Up over the steep slope above the closest pond, in the soft dirt from three-years-past construction, I tried to step in my own shoeprints each time. I did this to inflict the least possible damage to the new green shoots of sego lilies, the papery desert blooms Jeff gathers for his father’s grave every spring. Such hearty perennial wildflowers and garden annuals have enormous value to me over gaudy tropical blooms. I cherish the tulips and pansies, marigolds, lilacs, jonquils, hyacinth, hollyhocks, poppies and peonies whose rare palette and perfume make the brief Wyoming summer all the more exquisite. In the hills, segos and larkspur, lupine, Indian paintbrush, arnica and skyrockets thrive without any gardener’s ministrations.
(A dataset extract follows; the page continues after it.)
Issue #1798, opened 2024-06-28
Using `bgzf_read_small()` breaks subsequent `bgzf_useek()` calls


jmarshall:
PR #1772 added a simplified inline version of `bgzf_read()` that uses inline code when the request can be satisfied directly from the buffer, otherwise punts to the real `bgzf_read()`. Very laudable. However I encountered seek problems when using it.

Morgan and I used to repeat a vague schoolyard chant (does she remember?) about the astounding possibility inherent in the fact that the world is so enormously populated. It went something like this: Someone is having a baby- now, and now, and now. Someone is waking up- now, and now, and now. Someone is… insert universal life experience here- etcetera, etcetera, etcetera (in my best Yul Brynner). You get the point. My favorite line, of course, was the one that made me feel a part of a vast, unseen global assembly, and yet somehow special and loved at the same time: someone is thinking about me- now, and now, and now. Whenever I am doing something rhythmic- walking, sweeping, occasionally while painting- I find myself repeating it under my breath, unconsciously.
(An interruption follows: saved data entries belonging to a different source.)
PR #1472, opened 2017-08-22
Enable deployd for the example cluster

mattmb:
* Use the new split out paasta-api but in development mode
* Remove deploy marathon cron job
* Start paasta-deployd in mesosmaster container

### DIFF
--- a/paasta_tools/api/api.py
+++ b/paasta_tools/api/api.py
@@ -31,7 +31,6 @@ from paasta_tools import marathon_tools
 from paasta_tools.api import settings
 from paasta_tools.utils import load_system_paasta_config
 
-monkey.patch_all()
 
 log = logging.getLogger(__name__)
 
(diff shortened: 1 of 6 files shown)


paasta_tools/api/api.py
```diff
@@ -102,6 +101,7 @@ def setup_paasta_api():
 
 
 def main(argv=None):
+    monkey.patch_all()
```
mattmb: @matthewbentley moving this is okay right? One of the problems I was having with the example cluster seemed to be related to the monkey patching. Something to do with using pserve to launch the API server which means we're not in the main thread...

Anyway, this should mean we wont have the monkey patching in the example cluster but we will still have it in production.

matthewbentley: This should work, although the docs recommend doing it as soon as possible (ie at the top).  The itests run the api server "for real", so if the itests pass this should be fine

mattmb:
This also makes the travis build of the example cluster work again:
https://travis-ci.org/Yelp/paasta/jobs/267235781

After walking, I poured some sugar-free lemon lime powder into an empty half-liter Arrowhead water bottle and filled it at the sample tap in the lab at the back of the old plant. Constantly flowing, the stream from that copper tap is a pristine example of unquestionably perfect drinking water, despite being surface water and somewhat on the ‘hard’ end of the scale- but of course, calcium does a body good. Cold and clear, with a free available chlorine residual of 1.5 parts per million, the freshly treated water has no discernable taste or smell. I put the sour citrus powder in it because I had to get rid of the quarter of a teaspoon in the package before Travis comes back to work tomorrow. He hates it when I leave small containers of “nasty powder” sitting open on the break room counter next to the microwave. I should have left it.

I’ve got “Black Horse and the Cherry Tree” stuck in my head, although I have no idea what the words are. Dang, that’s a catchy tune.

5 Comments:

Blogger a572mike said...

KT Tunstall rocks.

April 21, 2006 at 8:34 PM  
Blogger A said...

I should say.

April 22, 2006 at 8:41 PM  
Anonymous christmas angel said...

Course I remember the little chant, I think I made it up! Lovely description of the wildflowers and our pending spring. What did you think this morning, though? It was DAMN cold at the plant and the wind nearly blew the roof of the warehouse off...we actually got some snow, but by this evening it was gone and dry up there, excluding the occasional puddle here and there.

April 24, 2006 at 7:02 PM  
Anonymous christmas angel said...

PS...I like that song too!

April 24, 2006 at 7:03 PM  
Blogger A said...

I figgered you would (squit!), because Mom likes it, too.